Research Overview

As a Ph.D. researcher in the Department of Physics at the University of Maryland, my work primarily focuses on the fundamental processes governing space and astrophysical plasmas.

Plasma Physics & Kinetic Theory

Plasma, often referred to as the fourth state of matter, constitutes over 99% of the visible universe. Understanding its dynamics requires bridging macroscopic fluid models (magnetohydrodynamics) and microscopic kinetic theory. My research delves into collisionless plasma regimes where traditional fluid approximations break down, necessitating a rigorous kinetic approach to describe particle distribution functions and wave-particle interactions.

Magnetic Reconnection

Parker-Sweet Magnetic Reconnection Diagram A cross-section through four magnetic domains undergoing separator Parker-Sweet reconnection.

Magnetic reconnection is a universal topological restructuring of magnetic fields that explosively converts stored magnetic energy into particle kinetic energy, thermal energy, and particle acceleration. This fundamental process is the primary driver behind solar flares, coronal mass ejections, and geomagnetic substorms in the Earth’s magnetotail.

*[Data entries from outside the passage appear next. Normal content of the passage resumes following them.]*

PR #488, opened 2026-08-05
BKRS-271 Harden local backup path handling

korotkov-aerospike:
## Summary
This PR hardens local and cloud storage path handling and file lifecycle behavior to reduce traversal, symlink, and TOCTOU risks while preserving expected backup/restore flows.

### Local storage hardening (`io/storage/local`)
- Moved local reader/writer directory operations to `os.Root`-scoped access for safer open/list/remove behavior.
- Replaced stat-then-act patterns with direct operations to reduce TOCTOU race windows.
- Added explicit handling for file-vs-directory removal (`isNotDir`) and clarified behavior with comments in non-obvious branches.
- Enforced restrictive creation modes (`0700` for directories, `0600` for files) and `O_TRUNC` on writes.
- Added local filename validation in `io/storage/local/path_validator.go` and validated names before touching filesystem in `Writer.NewWriter`.

### Cloud object key hardening (`io/storage/common`)
- Added `ValidateObjectKey` and integrated it into `common.GetFullPath()`.
- Rejects unsafe key patterns (`NUL`, leading `/`, `..` path segments) while allowing nested object keys with `/`.
- Updated Azure/GCP tests to use valid filename inputs passed to writer APIs.

### Backup continuation resilience
- Keeps state-writing synchronization fix that avoids partial state reads/EOF during continuation shutdown.

## Test plan
- `go test ./io/storage/common/... ./io/storage/local/... -count=1`
- `go test ./io/storage/local -count=1`
- `gci write . && golangci-lint run ./io/storage/common/... ./io/storage/local/...`
- CI: run full `make coverage` suite in GitHub Actions


io/storage/local/writer.go
```diff
@@ -104,7 +104,7 @@ func createDirIfNotExist(path string, isDir bool) error {
 	case err == nil:
 		// ok.
 	case os.IsNotExist(err):
-		if err = os.MkdirAll(path, os.ModePerm); err != nil {
+		if err = os.MkdirAll(path, 0o700); err != nil {
```
filkeith: os.ModePerm is 0777

io/storage/common/path_validator.go
```diff
@@ -0,0 +1,55 @@
...
+
+	if strings.ContainsAny(filename, `/\`) {
+		return fmt.Errorf("filename must not contain path separators ('/' or '\\')")
+	}
+
+	if strings.ContainsRune(filename, '\x00') {
+		return fmt.Errorf("filename must not contain NUL bytes")
+	}
+
+	if filepath.IsAbs(filename) {
```
filkeith, line 46: this one is already covered with `strings.ContainsAny(filename, `/\`)`.

io/storage/common/writer.go
```diff
@@ -21,6 +21,10 @@ import (
 
 // GetFullPath returns full path for file or directory, according to params.
 func GetFullPath(prefix, filename string, pathList []string, isDir bool) (string, error) {
+	if err := ValidateFilename(filename); err != nil {
```
filkeith, line 24: we should check only if `isDir = false` ? Can't we receive path here as filename?

io/storage/local/writer.go
```diff
@@ -138,75 +129,71 @@ func (w *Writer) Remove(ctx context.Context, targetPath string) error {
...
+			return nil
 		}
 
-		return nil
+		return fmt.Errorf("failed to open %s: %w", targetPath, err)
+	}
+
+	defer root.Close()
+
+	f, err := root.Open(".")
```
filkeith, line 161: Can you add some comments to the new code, as not everything is obvious. I'm afraid we forgot in half a year what it is.

filkeith (changes requested):

korotkov-aerospike:
Autiomation tests on Jenkins passed

filkeith (approved):
LGTM (if regression tests passes)

PR #495, opened 2026-08-09
BKRS-326 Remove xdr related code

filkeith:


korotkov-aerospike (approved):
Wow, I really like how many dead code is cleaned.

PR #496, opened 2026-08-12
BKRS-334 Add support of set index

filkeith:


models/record.go
```diff
@@ -44,6 +44,7 @@ const (
 	StringSIDataType      SIPathBinType = 'S'
 	GEO2DSphereSIDataType SIPathBinType = 'G'
 	BlobSIDataType        SIPathBinType = 'B'
+	EmptySIDataType       SIPathBinType = 'E' // For index without bins.
```
korotkov-aerospike: Please, add more explanation, what is this index.

handler_backup.go
```diff
@@ -641,3 +641,20 @@ func (bh *BackupHandler) cleanup() {
 
 	bh.pl.Swap(nil)
 }
+
+func getSIndexInfo(ctx context.Context, infoClient ClusterInfo, namespace string) (*models.SIndexInfo, error) {
```
korotkov-aerospike: getSIndexInfo calls GetSIndexes twice — HasExpressionSIndex and HasSetSIndex. Works, but redundant network round-trips.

My investigations center on the microscopic kinetic physics of the diffusion region—the highly localized domain where the ideal MHD frozen-in condition is violated. I focus on understanding the mechanisms that facilitate this breakdown, the resulting reconnection rates, and the subsequent energy partitioning between different plasma species.

Electron and Ion Heating

A critical unresolved problem in space physics is the exact mechanism of energy dissipation and heating during magnetic reconnection and turbulence. I study the differential heating of electrons and ions, exploring how mechanisms such as wave-particle interactions, stochastic heating, and coherent structures contribute to the energization of the plasma. Understanding this thermodynamic evolution is essential for interpreting in-situ spacecraft measurements in the heliosphere.

Pickup Ions

Pickup ions, created when neutral atoms are ionized and subsequently “picked up” by the ambient solar wind magnetic field, provide crucial diagnostics of the local interstellar medium and internal heliospheric boundaries. My work involves analyzing the kinetic properties of these non-thermal populations, their interaction with the background solar wind, and their role in modulating the overall thermodynamics of the expanding solar wind plasma.